Activity> What lines below contain the word "suspend"? Please pull each one out.

Data extract>
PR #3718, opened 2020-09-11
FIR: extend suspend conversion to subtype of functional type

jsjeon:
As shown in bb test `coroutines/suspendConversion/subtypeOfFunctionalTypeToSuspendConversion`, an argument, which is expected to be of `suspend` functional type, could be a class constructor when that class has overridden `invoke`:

Expected output>
FIR: extend suspend conversion to subtype of functional type
As shown in bb test `coroutines/suspendConversion/subtypeOfFunctionalTypeToSuspendConversion`, an argument, which is expected to be of `suspend` functional type, could be a class constructor when that class has overridden `invoke`:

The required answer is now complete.